Das ist unangenehm für jeden, der seinen Arbeitsplatz verliert und es gefährdet den sozialen Frieden. Nur hier ist die Situation eben jetzt eine andere als in all den vergangenen Jahren. Denn wir erleben eine Wirtschaft, und zwar nicht nur in den USA, sondern auch in Europa, die sich erkennbar abschwächt, aber keinerlei Anzeichen einer Schwäche am Arbeitsmarkt zeigt. Was bisher an Entlassungen angekündigt wurde, ist nur wünschenswert und kann hier und da den Mangel an Fachkräften beseitigen. Noch immer kommen auf zwei offene Stellen in USA ein Arbeitsloser.
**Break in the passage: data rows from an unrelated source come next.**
PR #24, opened 2025-05-02
Add docker config to install_dev_deps

mkolodner-sc:
**Scope of work done**

- Update `install_dev_deps` script to also configure docker

### DIFF
--- a/Makefile
+++ b/Makefile
@@ -70,12 +70,14 @@ install_dev_deps: check_if_valid_env
 	bash ./requirements/install_scala_deps.sh
 	pip install -e ./python/
 	pre-commit install --hook-type pre-commit --hook-type pre-push
+	gcloud auth configure-docker us-central1-docker.pkg.dev
 
 # Production environments, if you are developing use `make install_dev_deps` instead
 install_deps:
 	bash ./requirements/install_py_deps.sh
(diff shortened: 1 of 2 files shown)


scripts/setup_environment.sh
```diff
@@ -28,3 +28,6 @@ CURR_DIR="$( cd "$( dirname "${BASH_SOURCE[0]}" )" >/dev/null 2>&1 && pwd )"
 make install_dev_deps
 
 source ~/.profile
+
+# Setting up docker with `us-central1-docker.pkg.dev`
```
svij-sc, line 32: this comment is not adding a lot of value

svij-sc: If we add this to `install_dev_deps` maybe we don't need to add it anywhere else?

mkolodner-sc: Updated, thanks!

Makefile
```diff
@@ -66,13 +66,15 @@ check_if_valid_env:
 # if developing, you need to install dev deps instead
 install_dev_deps: check_if_valid_env
 	@# Install docker driver that will allow us to build multi-arch images
```
svij-sc, line 68: nit: Remove this outdated comment?

PR #25, opened 2025-05-02
Makerule to build documentation website

svij-sc:
**Scope of work done**

Notably, I have migrated the old `conf.py` and `index.rst` moved to top level dir so the path resolution is more obvious - as before it kept breaking.

Includes other  `conf.py` and `index.rst` updates that now allow us to build the documentation using the new make rules and the paths / navigation resolve adequately.

Following, I have also migrated the doc files so they are not deeply nested and more discoverable: https://github.com/Snapchat/GiGL/pull/26


Makefile
```diff
@@ -477,3 +477,7 @@ release_gigl:
 
 publish_docs:
 	@echo "This needs to be implemented"
+
+build_docs:
+	sphinx-build -M clean . gh_pages_build
+	sphinx-build -M html . gh_pages_build
```
kmontemayor2-sc, line 483: It seems like this build rule doesn't get used here, will this (eventually) be used as part of the doc publishing pipeline?

kmontemayor2-sc (approved):
I assume this is some "setup" change and we haven't updated the docs/etc yet?

Ideally, I'd like to be able to see the docs we end up generating, but this change LGTM.

Makefile
svij-sc: Correct, it is being used here: https://github.com/Snapchat/GiGL/pull/28/files#diff-42447f270c10809d699b2b598e8dbcdfc0321edb5ff8982b4b102a56a39d8af3R50

svij-sc:
Thanks for the approval @kmontemayor2-sc 

> Ideally, I'd like to be able to see the docs we end up generating

The docs need some work i.e. alot of links are broken, et al.
I wanted to limit the scope here so I made limited changes needed to start building the docs automatically. One this and https://github.com/Snapchat/GiGL/pull/28 are merged we should be in a better situation here.
For reference on what might the generation look like you can see a successful results of [deployment](https://github.com/snap-research/GiGL/actions/runs/14806387587/job/41575241673?pr=21) in our snap-research repo: https://snap-research.github.io/GiGL/

PR #26, opened 2025-05-02
Migrate documentation to docs folder

svij-sc:
**Scope of work done**

Prior to this documentation was hidden; nested deep inside `docs/sphix/sourcs/....` ; migrating them to docs folder so they have better discoverability.


docs/user_guide/overview/components.md
```diff
@@ -0,0 +1,55 @@
+# GiGL Components
```
svij-sc, line 1: note: this file actually changed as the prior was using a table plugin to render these nicely.
But the table plugin was not versioned and now is not playing nicely with other plugins.

table was used strictly as a formatting nicety.

gh_pages_source/_static/custom.css
```diff
@@ -0,0 +1,6 @@
+.center-image {
```
svij-sc, line 1: self note: remove this

kmontemayor2-sc (approved):

PR #30, opened 2025-05-05
Update early stop logic

mkolodner-sc:
**Scope of work done**

Updates early stop to be:
- Decoupled from the modeling task spec
- Decoupled from checkpointing logic

### DIFF
--- a/python/gigl/src/common/modeling_task_specs/node_anchor_based_link_prediction_modeling_task_spec.py
+++ b/python/gigl/src/common/modeling_task_specs/node_anchor_based_link_prediction_modeling_task_spec.py
@@ -436,11 +436,11 @@ class NodeAnchorBasedLinkPredictionModelingTaskSpec(
                         num_batches=self.num_val_batches,
                     )
 
-                    self._early_stopper.step(
+                    has_metric_improved, should_early_stop = self._early_stopper.step(
                         value=eval_metrics[self._early_stop_criterion]
                     )
                     # Check if we need to early stop based on patience
-                    if self._early_stopper.should_early_stop():
+                    if should_early_stop:
                         break
 
                 profiler.step() if profiler else None  # type: ignore
--- a/python/gigl/src/common/modeling_task_specs/node_anchor_based_link_prediction_modeling_task_spec.py
+++ b/python/gigl/src/common/modeling_task_specs/node_anchor_based_link_prediction_modeling_task_spec.py
@@ -314,12 +314,6 @@ class NodeAnchorBasedLinkPredictionModelingTaskSpec(
         self.tasks = model.tasks
         self._graph_backend = model.graph_backend
 
-        self._early_stopper = EarlyStopper(
-            early_stop_patience=self._early_stop_patience,
-            should_maximize=self._should_maximize,
-            model=self.model,
-        )
-
         return self.model
 
     # function for setting up things like optimizer, scheduler, criterion etc.
@@ -358,6 +352,12 @@ class NodeAnchorBasedLinkPredictionModelingTaskSpec(
             gbml_config_pb_wrapper=gbml_config_pb_wrapper,
             graph_backend=self._graph_backend,
             device=device,
+        )
+
+        self._early_stopper = EarlyStopper(
+            early_stop_patience=self._early_stop_patience,
+            should_maximize=self._should_maximize,
+            model=self.model,
         )
 
         main_data_loader = data_loaders.train_main
--- a/python/gigl/src/common/modeling_task_specs/node_anchor_based_link_prediction_modeling_task_spec.py
+++ b/python/gigl/src/common/modeling_task_specs/node_anchor_based_link_prediction_modeling_task_spec.py
@@ -1,5 +1,4 @@
 from contextlib import ExitStack
-from copy import deepcopy
 from distutils.util import strtobool
 from time import time
 from typing import Any, Dict, Optional, OrderedDict, Type
@@ -176,15 +175,10 @@ class NodeAnchorBasedLinkPredictionModelingTaskSpec(
         self._early_stop_criterion = EvalMetricType[
             kwargs.get("early_stop_criterion", "loss")
         ]
-        early_stop_patience = int(kwargs.get("early_stop_patience", 3))
-        should_maximize = (
+        self._early_stop_patience = int(kwargs.get("early_stop_patience", 3))
+        self._should_maximize = (
             False if self._early_stop_criterion == EvalMetricType.loss else True
         )
-        self._early_stopper = EarlyStopper(
-            early_stop_patience=early_stop_patience,
-            should_maximize=should_maximize,
-        )
-        self._best_val_model: Optional[Dict[str, Any]] = None
 
         # Loading Task
         self.tasks = NodeAnchorBasedLinkPredictionTasks()
@@ -320,6 +314,12 @@ class NodeAnchorBasedLinkPredictionModelingTaskSpec(
         self.tasks = model.tasks
         self._graph_backend = model.graph_backend
 
+        self._early_stopper = EarlyStopper(
+            early_stop_patience=self._early_stop_patience,
+            should_maximize=self._should_maximize,
+            model=self.model,
+        )
+
         return self.model
 
     # function for setting up things like optimizer, scheduler, criterion etc.
@@ -436,12 +436,9 @@ class NodeAnchorBasedLinkPredictionModelingTaskSpec(
                         num_batches=self.num_val_batches,
                     )
 
-                    has_improved = self._early_stopper.step(
+                    self._early_stopper.step(
                         value=eval_metrics[self._early_stop_criterion]
                     )
-                    if has_improved:
-                        self._best_val_model = deepcopy(self.model.state_dict())
-
                     # Check if we need to early stop based on patience
                     if self._early_stopper.should_early_stop():
                         break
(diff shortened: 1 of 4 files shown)


python/gigl/src/common/modeling_task_specs/utils/early_stop.py
```diff
@@ -1,56 +1,60 @@
...
-        value = metrics[self.criterion]
-        if self.has_improved(value=value):
-            self.early_stop_counter = 0
+    def step(self, value: float) -> bool:
+        """
+        Steps through the early stopper provided some criterion. Returns whether the provided criterion improved over the previous best criterion.
+        Args:
+            value (float): Criterion used for stepping through early stopper
+        Returns:
+            bool: Whether there was improved over previous best criteiron
```
nshah-sc, line 33: this comment has some grammar/typo issues

python/gigl/src/common/modeling_task_specs/node_anchor_based_link_prediction_modeling_task_spec.py
```diff
@@ -429,21 +436,27 @@ def train(
                         num_batches=self.num_val_batches,
                     )
 
+                    has_improved = self._early_stopper.step(
+                        value=eval_metrics[self._early_stop_criterion]
+                    )
+                    if has_improved:
+                        self._best_val_model = deepcopy(self.model.state_dict())
```
kmontemayor2-sc, line 443: btw is this line expensive? we'd be storing an entire copy of the model in memory right?

python/gigl/src/common/modeling_task_specs/node_anchor_based_link_prediction_modeling_task_spec.py
```diff
@@ -429,21 +436,27 @@ def train(
...
+
                     # Check if we need to early stop based on patience
-                    if self.early_stopper.should_early_stop(eval_metrics, self.model):
+                    if self._early_stopper.should_early_stop():
```
kmontemayor2-sc, line 446: nit. add log?

python/gigl/src/common/modeling_task_specs/utils/early_stop.py
```diff
@@ -1,56 +1,60 @@
...
         self.prev_best = float("-inf") if self._should_maximize else float("inf")
-        self.early_stop_counter = 0
-        self.early_stop_patience = early_stop_patience
-        self.best_val_model: Dict[str, Any] = {}
 
-    def has_improved(self, value: float):
+    def _has_metric_improved(self, value: float) -> bool:
         return (self._should_maximize and value > self.prev_best) or (
             not self._should_maximize and value < self.prev_best
         )
```
kmontemayor2-sc, line 25: btw is this more readable as `if should_maximize: return value > prev_best else return value < prev_best`?

python/gigl/src/common/modeling_task_specs/utils/early_stop.py
```diff
@@ -1,56 +1,60 @@
...
-                f"Found invalid early stop criterion {early_stop_criterion.name}. Please make sure to supply one of {supported_early_stop_criteria}."
-            )
-        self.criterion = early_stop_criterion
-
-        self._should_maximize: bool = self.criterion != EvalMetricType.loss
+    """
+    Handles early stopping logic, keeping track of the best performing model provided some criterion
+    """
+
+    def __init__(self, early_stop_patience: int, should_maximize: bool):
```
nshah-sc, line 11: thanks for this change! I think the only point of consideration is that most small-scale uses of early stopping can likely save some code by just tracking the best state dict in memory, and it would be a small convenience to be able to have a `should_track_best_model` which can default to False.  In such cases, it saves the user a few lines to manage the state preservation themselves without really losing any flexibility.  i have no strong opinions on this, but it is a consideration given the point of this class is convenience anyway

nshah-sc (approved):
some thoughts in PR -- thanks!

kmontemayor2-sc (commented):
Oh oops didn't realize I wasn't (formally) tagged here, still getting used to github :P

python/gigl/src/common/modeling_task_specs/node_anchor_based_link_prediction_modeling_task_spec.py
```diff
@@ -172,12 +173,18 @@ def __init__(self, **kwargs) -> None:
...
-        early_stop_criterion = kwargs.get("early_stop_criterion", "loss")
+        self._early_stop_criterion = EvalMetricType[
+            kwargs.get("early_stop_criterion", "loss")
+        ]
         early_stop_patience = int(kwargs.get("early_stop_patience", 3))
-        self.early_stopper = EarlyStopper(
-            early_stop_criterion=EvalMetricType[early_stop_criterion],
+        should_maximize = (
+            False if self._early_stop_criterion == EvalMetricType.loss else True
+        )
```
yliu2-sc, line 182: already default in the function call

python/gigl/src/common/modeling_task_specs/node_anchor_based_link_prediction_modeling_task_spec.py
yliu2-sc: We can move it to CPU and not store and copy in GPU. Also do some gc to get rid of the old copied model params

python/gigl/src/common/modeling_task_specs/utils/early_stop.py
svij-sc: Probably better if we just pass in the model intro the constructor as an optional.
If provided we can track best model for the user automatically.

svij-sc: FWIW, its fine if this "deepcopy" of model weights, et al is opinionated.
Given that this is an optional field people can just do their own thing.

python/gigl/src/common/modeling_task_specs/node_anchor_based_link_prediction_modeling_task_spec.py
mkolodner-sc: We already have log in `self.-early_stopper.should_early_stop()`

python/gigl/src/common/modeling_task_specs/node_anchor_based_link_prediction_modeling_task_spec.py
mkolodner-sc: We'll still need to pass this in if `should_maximize` is true, will aim to leave this as is

python/gigl/src/common/modeling_task_specs/utils/early_stop.py
mkolodner-sc: Sounds good! As mentioned, we'll make this field optional by optionally passing the model into the constructor rather than using a flag, thanks for the discussion here :)

python/gigl/src/common/modeling_task_specs/utils/early_stop.py
```diff
@@ -1,57 +1,92 @@
...
             )
-            self.prev_best = value
-            self.best_val_model = deepcopy(model.state_dict())
+            self._prev_best = value
+            if self._model is not None:
+                # Making a deep copy of the best model and moving to CPU to save GPU memory
+                self._best_model = {}
+                for identifier, layer in self._model.state_dict().items():
+                    self._best_model[identifier] = deepcopy(layer).cpu()
+                gc.collect()
```
nshah-sc, line 63: This seems a little complex for the operation we are considering -- i'm surprised there is not something simpler.  But, given this passes testing and it looks correct, this LGTM

python/gigl/src/common/modeling_task_specs/utils/early_stop.py
```diff
@@ -1,57 +1,87 @@
...
+            self._early_stop_counter = 0
             logger.info(
-                f"Validation {self.criterion.name} improved to {value:.4f} over previous best {self.prev_best}. Resetting early stop counter."
+                f"Validation criteria improved to {value:.4f} over previous best {self._prev_best}. Resetting early stop counter."
             )
-            self.prev_best = value
-            self.best_val_model = deepcopy(model.state_dict())
+            self._prev_best = value
+            if self._model is not None:
+                self._best_model = deepcopy(self._model.state_dict())
```
mkolodner-sc, line 62: It seems like there's some more complexity here with regards to how this interplays with the model being wrapped with DDP and trying to move the state_dict() to cpu tensor-by-tensor. As a result, I think it's fine to leave this as a deepcopy of the whole state dict, since we have enabled in this PR custom checkpointing strategies if `deepcopy(self._model.state_dict())` is too memory intensive for GPU.

python/tests/unit/distributed/distributed_neighborloader_test.py
```diff
@@ -65,6 +64,9 @@ def test_distributed_neighbor_loader(self):
             local_process_rank=0,
             local_process_world_size=1,
             pin_memory_device=torch.device("cpu"),
+            # TODO (mkolodner-sc): Dynamically infer free ports and remove this argument
```
mkolodner-sc, line 67: These tests are unrelated to this PR, but were failing when trying to merge this -- most likely due to port overlap between the new `test_distributed_neighbor_loader_batched` and `test_distributed_neighbor_loader`. For now, I have manually specified ports for each of these tests -- we can deprecate this in the future when we are able to dynamically infer free ports rather than relying on the `DEFAULT_INFERENCE_PORT` and `DEFAULT_SAMPLING_PORT`

cc @kmontemayor2-sc for vis

svij-sc: Should we try to free ports when the test finishes?

mkolodner-sc: Yeah, I can work on that as a follow-up.

PR #34, opened 2025-05-06
Demote downloading log from info to debug

nshah-sc:
Downloading from GCS currently creates very polluted logs -- this is evident in cases where we download batches of files to train or run inference on through GcsUtils.  This should likely be a debug statement anyway.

Bei den Preisen drückt der Schuh
Die Menschen sind also nicht von Arbeitslosigkeit bedroht, sondern können sich mit dem Lohn ihres derzeit doch ziemlich sicheren Arbeitsplatzes die steigenden Preise kaum mehr leisten. Kurzum: Der Schuh drückt diesmal woanders: nicht bei der Angst um den Arbeitsplatz, sondern bei der Inflation. In einer solchen Situation kann die US-Notenbank sich voll auf die Inflationsbekämpfung konzentrieren. Banken kann man mit partiellen Eingriffen retten.
Doch selbst das wird man wahrscheinlich nicht tun, sondern wie bei der Silicon Valley Bank nur die Einlagen der Kunden garantieren. Die Zinssenkungshoffnungen, die auch der Markt schon wieder eingepreist hat, sind damit vollkommen verfrüht. Das wurde mit der Zinsentscheidung am 22. März deutlich und wird in den kommenden Monaten weiter erkennbar werden. Wenn es in die Köpfe aller durchsickert, könnte das schon zu deutlichen Enttäuschungen an den Märkten führen.